As a programmer, an amateur photographer and an avid Internet user I have ended up with a lot of data which is dear to me. Much of the data has been created by me over the last 15 years or so and typically cannot be found elsewhere. I’m a bit of pack rat with my data so having a good backup strategy is very important.

My backup strategy might be a bit overboard for many people but it might inspire some new ideas of how to store your data.

Current setup

I currently own one computer with any valuable data on it. The computer has two internal hard drives - an SSD and an HDD - and three external hard drives. Internal drives contain the most important data: photographs, software code, archived documents as PDF files and some mementos from yesteryears. External drives contain backups of my CD archive, some rare movies or TV series, an eBook collection and assorted other data.

Because of the large capacity requirements of my data, most of the backups are done with rsync, i.e. I only have the most recent state of the data and not an incremental copy which would have a version history. I use rsync in three different ways:

  1. Each night the most important data is backed up from the internal hard drives to one of my external hard drives. This is done with a Bash script. For those interested in the contents of this Bash script, see my Gist copy of the script. This is the on-line on-site component of the strategy. Having an automated on-line backup solution makes sure that I have a recent backup of my data in case my internal drives malfunction.
  2. Next, very similar script is executed to back up the same data to a NAS drive located outside my house. Copying is done through an SSH connection to LaCie Network Space II. The NAS drive required some hacking to get SSH enabled on it. I don't remember the exact source for my instructions but for example this article by LexWeb looks very similar to what I did. This is the on-line off-site component of the strategy. Having an automated off-site backup solution minimizes the risk to my data caused by for example a fire at my apartment.
  3. Periodically (read: too rarely) I mirror two of my external hard drives to identical hard drives which I store in a cabinet. Because the data on my external hard drives changes more rarely than the data on the internal drives, it is not that important to do these backups each day. This is the off-line on-site component of the strategy which is done to minimize the risk of for example a large thunderstorm causing my on-line hard drives to malfunction.

To complement the rsync backups, I use my third external hard drive as a Time Machine backup. Time Machine is an incremental backup solution created by Apple and enables me to go back to a specific version of my data if I accidentally overwrite or corrupt some of the data.

Where to from here?

Firstly, I dislike having to partition my data on different hard drives. Recently the capacity of the external hard drives has also become a limit. Because of these reasons, I’m planning on investing in HP Microserver which is a small and inexpensive computer with four hard drive bays. This kind of computer with ZFS and its similar-to-RAID solutions would enable me to have a massive external storage with a one- or two-disk redundancy.

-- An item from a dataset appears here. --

PR #2544, opened 2016-07-22
Optimize BigInteger by making smarter use of Longs.

sjrd:
Here are a couple general ideas that have been used in several places:

* Using appropriately the unsigned division and remainder operations provided by `{Integer,Long}.{divide,remainder}Unsigned`.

Secondly, I’ve been toying about storing some of data to the cloud but so far this options has been too expensive or too cumbersome. I don’t want to give up my unencrypted data to third parties so having an easy way to incrementally and cryptographically securely back up my data is a must.

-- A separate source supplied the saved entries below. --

PR #2545, opened 2016-07-22
Fix #2491: Consider all exported properties as externs for GCC.

### LINKED ISSUE #2491: GCC name clash
reproduction project: https://github.com/fdietze/pigment/tree/fullopt-bug

```
GCC is renaming toString__T into y, and that clashes with the exported y.
IMO it shouldn't do that, because the string "y" is present in the source we give it
```

Workaround in build.sbt:
```scala
scalaJSOptimizerOptions in (Compile, fullOptJS) ~= { _.withUseClosureCompiler(false) }
```

sjrd:
The name clashes were caused by GCC renaming some Scala methods or fields to a name that was also exported. Hence, a Scala class could have, as instance member, both a (renamed) Scala method/field and a (non-renamed) exported method or property.

To prevent this, we list all exported methods and properties in the linking unit, and we feed them as externs to GCC. This forces GCC to avoid those names when renaming Scala methods and fields.

### DIFF
--- a/tools/jvm/src/main/scala/org/scalajs/core/tools/linker/backend/closure/ClosureLinkerBackend.scala
+++ b/tools/jvm/src/main/scala/org/scalajs/core/tools/linker/backend/closure/ClosureLinkerBackend.scala
@@ -75,19 +75,50 @@ final class ClosureLinkerBackend(
     module.add(new CompilerInput(ast, ast.getInputId(), false))
 
     // Compile the module
-    val closureExterns =
-      toClosureSource(ClosureLinkerBackend.ScalaJSExternsFile)
+    val closureExterns = List(
+        toClosureSource(ClosureLinkerBackend.ScalaJSExternsFile),
+        toClosureSource(makeExternsForExports(unit)))
     val options = closureOptions(output.name)
     val compiler = closureCompiler(logger)
 
     val result = logger.time("Closure: Compiler pass") {
       compiler.compileModules(
-          List(closureExterns).asJava, List(module).asJava, options)
+          closureExterns.asJava, List(module).asJava, options)
     }
 
     logger.time("Closure: Write result") {
       writeResult(result, compiler, output)
     }
+  }
+
+  /** Constructs an externs file listing all exported properties in a linking
+   *  unit.
+   *
+   *  This is necessary to avoid name clashes with renamed properties (#2491).
+   */
+  private def makeExternsForExports(linkingUnit: LinkingUnit): VirtualJSFile = {
+    import org.scalajs.core.ir.Trees._
+
+    def exportName(tree: Tree): String = (tree: @unchecked) match {
+      case MethodDef(_, StringLiteral(name), _, _, _) => name
+      case PropertyDef(StringLiteral(name), _, _, _)  => name
+    }
+
+    val exportedPropertyNames = for {
+      classDef <- linkingUnit.classDefs
+      member <- classDef.exportedMembers
+      name = exportName(member.tree)
+      if isValidIdentifier(name)
+    } yield {
+      name
+    }
+
+    val content = new java.lang.StringBuilder
+    for (exportedPropertyName <- exportedPropertyNames.distinct)
+      content.append(s"Object.prototype.$exportedPropertyName = 0;\n")
+
+    new MemVirtualJSFile("ScalaJSExportExterns.js")
+      .withContent(content.toString())
   }
 
   private def closureCompiler(logger: Logger) = {


sjrd:
Review by @gzm0.
Note that this is basically untestable, since the bug only manifests itself in very specific combinations of code that cause GCC to, unfortunately, cause a clash.
I have however locally tested that this fixes [the repo mentioned in the issue](https://github.com/fdietze/pigment/tree/fullopt-bug).

tools/jvm/src/main/scala/org/scalajs/core/tools/linker/backend/closure/ClosureLinkerBackend.scala
```diff
@@ -75,21 +75,51 @@ final class ClosureLinkerBackend(
...
+          case MethodDef(_, StringLiteral(name), _, _, _) => name
+          case PropertyDef(StringLiteral(name), _, _, _)  => name
+        }
+      }
+      allNames.filter(isValidIdentifier).distinct
+    }
+
+    val content = new java.lang.StringBuilder
+    for (exportedPropertyName <- collectAllExportedPropertyNames())
+      content.append(s"Object.prototype.$exportedPropertyName = 0;\n")
```
gzm0: Just to test my understanding:

We can't set this on the real prototype of the class, because:

- It is not visible in this scope.
- It is a total abuse of the externs feature.

gzm0: Also, is `= 0` intentional, or should this be `= void 0`?

tools/jvm/src/main/scala/org/scalajs/core/tools/linker/backend/closure/ClosureLinkerBackend.scala
```diff
@@ -75,21 +75,51 @@ final class ClosureLinkerBackend(
...
+        (exportedM.tree: @unchecked) match {
+          case MethodDef(_, StringLiteral(name), _, _, _) => name
+          case PropertyDef(StringLiteral(name), _, _, _)  => name
+        }
+      }
+      allNames.filter(isValidIdentifier).distinct
+    }
+
+    val content = new java.lang.StringBuilder
+    for (exportedPropertyName <- collectAllExportedPropertyNames())
```
gzm0: Consider:

```scala
def exportName(tree: Tree): String = (tree @unchecked) match {
  case MethodDef(_, StringLiteral(name), _, _, _) => name
  case PropertyDef(StringLiteral(name), _, _, _)  => name
}

for {
  classDef <- linkingUnit.classDefs
  member <- classDef.exportedMembers
  name = exportName(member)
  if isValidIdentifier(name)
} {
  content.append(/* snip */)
}
```

Seems much clearer to me.

tools/jvm/src/main/scala/org/scalajs/core/tools/linker/backend/closure/ClosureLinkerBackend.scala
sjrd: > It is a total abuse of the externs feature.

The externs feature is a total abuse of the JavaScript syntax, you mean :-p

It is a language of its own, that has the syntax of JavaScript, but completely crazy "semantics". All it cares is recognizing the names of 1) global variables and 2) properties. There is no *execution* of externs. Their semantics is only "static": they are a very obscure syntax to define 2 sets of names. It does not matter on which object you declare properties, or what values you give them. The only thing that matters is that they are defined somewhere.

tools/jvm/src/main/scala/org/scalajs/core/tools/linker/backend/closure/ClosureLinkerBackend.scala
```diff
@@ -75,21 +75,51 @@ final class ClosureLinkerBackend(
...
 
     logger.time("Closure: Write result") {
       writeResult(result, compiler, output)
     }
   }
 
+  /** Constructs an externs file listing all exported properties in a linking
+   *  unit.
+   *
+   *  This is necessary to avoid #2491.
```
gzm0: Consider:

This is necessary to avoid name clashes with renamed properties (#2491).

It's not much more text, but will help a potential reader *much* more.

gzm0:
That's all.

tools/jvm/src/main/scala/org/scalajs/core/tools/linker/backend/closure/ClosureLinkerBackend.scala
gzm0: > The externs feature is a total abuse of the JavaScript syntax, you mean :-p

Ah, I see. I thought this thing is smarter than that... Fair enough :P

tools/jvm/src/main/scala/org/scalajs/core/tools/linker/backend/closure/ClosureLinkerBackend.scala
sjrd: That fails to capture the `.distinct`. In other words, it potentially redefines many times the same property. It's not a big deal, but it's less elegant IMO.

It's still possible with an additional mutable `Set` to remember what we already emitted, like this:
```scala
val emittedProperties = mutable.Set.empty[String]

for {
  classDef <- linkingUnit.classDefs
  member <- classDef.exportedMembers
  name = exportName(member)
  if isValidIdentifier(name)
} {
  if (emittedProperties.add(name))
    content.append(/* snip */)
}
```

gzm0: Oh... I didn't even notice this one :P 

In that case, how about:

Finnish association named Kapsi offers 500 gigabytes of storage for 35 euros a year so this would be inexpensive but I haven’t yet managed to implement a foolproof system for this backup option.

I’ve also looked into Amazon’s S3 and Glacier solutions but so far S3 has been too expensive for about 300 gigabytes of storage and Glacier’s traffic restrictions have been to limiting. Glacier also has a problem with the costs and speed of getting the backups back to my computer.

In closing

I’m quite happy with my current backup setup. It has already been of use as I have accidentally overwritten or deleted parts of my photography collection.

Hopefully this article inspires you to make sure that your backups are sound. This is especially meant for parents with photographs of their children. I’d hate to hear that your children have to grow up without having any pictures of their childhood because your hard drive failed.